WHAT YOU WILL DO: If a line holds the word "getKey", copy it from the entries.

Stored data
PR #460, opened 2024-05-06
Refactor Repeated Code in getPrivateKey and getServiceAccountKey

kemalcanbora:
getPrivateKey and getServiceAccountKey functions consist of repetitive codes, to prevent this, it is sufficient to create a single function.

### DIFF
--- a/core/auth/auth.go
+++ b/core/auth/auth.go
@@ -264,67 +264,40 @@ func getServiceAccountEmail(cfg *config.Configuration) string {
 	return email
 }
 
-// getPrivateKey searches for the private key in the following order: client configuration, environment variable, credentials file.
-func getPrivateKey(cfg *config.Configuration) (err error) {
-	// get key from configuration
-	if cfg.PrivateKey == "" {
-		// get key path from configuration
-		if cfg.PrivateKeyPath == "" {
-			// get key path from environment
-			privateKeyPath, privateKeyPathSet := os.LookupEnv("STACKIT_PRIVATE_KEY_PATH")
-			if !privateKeyPathSet || privateKeyPath == "" {
-				// get key path from the credentials file
-				credentials, err := readCredentialsFile(cfg.CredentialsFilePath)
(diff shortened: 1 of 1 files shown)


core/auth/auth.go
```diff
@@ -264,67 +264,40 @@ func getServiceAccountEmail(cfg *config.Configuration) string {
...
-	// get key from configuration
-	if cfg.PrivateKey == "" {
-		// get key path from configuration
-		if cfg.PrivateKeyPath == "" {
-			// get key path from environment
-			privateKeyPath, privateKeyPathSet := os.LookupEnv("STACKIT_PRIVATE_KEY_PATH")
-			if !privateKeyPathSet || privateKeyPath == "" {
-				// get key path from the credentials file
-				credentials, err := readCredentialsFile(cfg.CredentialsFilePath)
+func getKey(cfgKey, cfgPath *string, envVar, credType credentialType, cfgFilePath string) error {
```
vicentepinto98, line 267: can you re-add the comment on top?

vicentepinto98, line 267:
```suggestion
func getKey(cfgKey, cfgKeyPath *string, envVar, credType credentialType, cfgCredFilePath string) error {
```

vicentepinto98 (commented):
Since you are refactoring this code block, it would be nice to take the chance to increase the readbility by flipping initial condition at the start.

Like this:
```
if *cfgKey != "" {return nil}
if *cfgPath == "" {
     ....
}
....
return nil
```

core/auth/auth.go
kemalcanbora: done

kemalcanbora: do you have any comment suggestion for this function because we'll remove **getServiceAccountKey** & **getPrivateKey** if you want I can add like this comment 

> getKey searches for the service account key in the following order: client configuration, environment variable, credentials file.

kemalcanbora: I did not commit to repo yet 😄

vicentepinto98 (approved):

vicentepinto98:
Thank you for your contribution! :smile:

ANSWER TO THE EXERCISE:
+func getKey(cfgKey, cfgPath *string, envVar, credType credentialType, cfgFilePath string) error {
func getKey(cfgKey, cfgKeyPath *string, envVar, credType credentialType, cfgCredFilePath string) error {
> getKey searches for the service account key in the following order: client configuration, environment variable, credentials file.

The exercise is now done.